Unterschrift Friedrich EngelsZoom

Friedrich Engels: Statue in the Engelsgarten in Wuppertal. In the background: The house of the factory owner Friedrich Engels, today's Engels Museum.Zoom
Friedrich Engels: Statue in the Engelsgarten in Wuppertal. In the background: The house of the factory owner Friedrich Engels, today's Engels Museum.

Basic theoretical concepts

Although Engels put most of his theoretical and practical activity at the service of Marx, he opened up areas of Marxist theory to which Marx paid little attention. Especially in the classical disciplines of philosophy such as epistemology, ontology and anthropology, and the theory of history, Engels is considered an independent thinker.

Philosophy

Starting point

Unlike Marx, Engels did not develop his philosophical views until later, when he became intensively involved with the natural sciences - especially with regard to the problem of dialectics. At this point, Engels was faced with the task of defending dialectics against Dühring's attacks and, at the same time, setting forth the principles of a new philosophy that differed both from the previous idealism and from the vulgar materialism that was dominant at the time. In all his fundamental discussions, Hegel was the formative figure to whom he oriented his reflections.

The dialectic

Engels understands dialectics not only as a historical, but above all as an ontological and epistemological principle. It is the way of movement and development of all that exists and at the same time the method of thinking. Engels develops three dialectical laws:

  1. "the law of the interpenetration of opposites"
  2. "the law of turning quantity into quality and vice versa"
  3. "the law of the negation of the negation"

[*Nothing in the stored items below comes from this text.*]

PR #1287, opened 2025-02-20
Upgrade to ruby 3.4.1 and Rails 7.2

mssola:
## Description

This PR does not just upgrade to Ruby 3.4.1, but it also upgrades a lot of gems underneath. This has been accidental by the way I needed to manage bundler. Anyways, I have split the Gemfile into both versions, and the `Gemfile` and `Gemfile.lock` files are merely a symlink.

There are still tests to be worked on, and the building surely needs a rebump (e.g. picking the right symlink?). Hence the `wip` label.

This PR also brings some improvements to the sqlite3 setup, which I was only able to reproduce while performing the upgrade.

### DIFF
--- a/Gemfile.lock
+++ b/Gemfile.lock
@@ -1,1 +1,1 @@
-Gemfile-3.4.lock
+Gemfile-3.4.1.lock


mssola:
I believe this is being handled somewhere else. Closing it...

PR #1, opened 2017-02-13
Add first draft of API

chriskuehl:


README.md
```diff
@@ -0,0 +1,71 @@
...
+
+### If you only have the interpreter
+
+```python
+>>> identify.tags_from_interpreter('python3.5')
+{'python', 'python3', 'python3.5'}
+>>> identify.tags_from_interpreter('bash')
+{'shell', 'bash'}
+>>> identify.tags_from_interpreter('some-unrecognized-thing')
+{}
```
asottile: `set()`

README.md
```diff
@@ -0,0 +1,71 @@
...
+* Mode (is it executable?)
+* File name (mostly based on extension)
+* If executable, the shebang is read and the interpreter interpreted
+
+
+### If you only have the filename
+
+```python
+>>> identify.tags_from_filename('file.py')
+{'text', 'python'}
```
asottile: conventionally `.py` files are "text", but it's possible that it isn't.  Shouldn't the `text` tag only be applied to on-disk things?

asottile: ah I see, this is a performance optimization.  I think this is a good idea :shipit:

chriskuehl:
Perhaps instead of returning a set of tags it should return a namedtuple, in order to better represent that some of the tags are mutually exclusive, e.g.

```python
FileDetails(
    filename='blah.py',
    type=FILE,
    binary=False,
    executable=True,
    interpreter='/usr/bin/env python2.7',
    tags={'python2.7', 'python2', 'python'},
)
```

pre-commit would then have to be responsible for turning those into a flat set of tags like the README currently says in this branch.

PR #3, opened 2017-02-13
Add shebang parsing

chriskuehl:
This is almost an exact copy-paste from pre-commit:
https://github.com/pre-commit/pre-commit/blob/master/pre_commit/util.py

It kinda sucks that it's `identify.identify`. All of the code could fit in one module, but we're probably going to want the mappings from extension to tags and interpreter to tags to go in separate modules, so I made this a package.

Should I move this code to `identify/__init__.py` so you can still `import identify` instead of `from identify import identify`? That seems kinda sneaky.

### DIFF
--- a/.coveragerc
+++ b/.coveragerc
@@ -9,7 +9,6 @@ omit =
 
 [report]
 show_missing = True
-skip_covered = True
 
 exclude_lines =
     # Have to re-enable the standard pragma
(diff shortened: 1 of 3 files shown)


asottile:
I think there's going to be enough parts such that modules make sense.  I hate the `__init__.py` dance too heh.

For Engels, matter is essentially in motion. Motion is contradictory, which already follows from the fact that a moving body "is in one and the same moment of time at one place and at the same time at another place, at one and the same place and not at it". On the basis of Engels' presupposition that everything real is material and everything material is essentially moved, it can then be said that contradictions are contained in everything real, or that opposites necessarily interpenetrate in reality.

The law of the change of quantity into quality states "that in nature [...] qualitative changes can only take place through quantitative addition or quantitative withdrawal of matter or movement".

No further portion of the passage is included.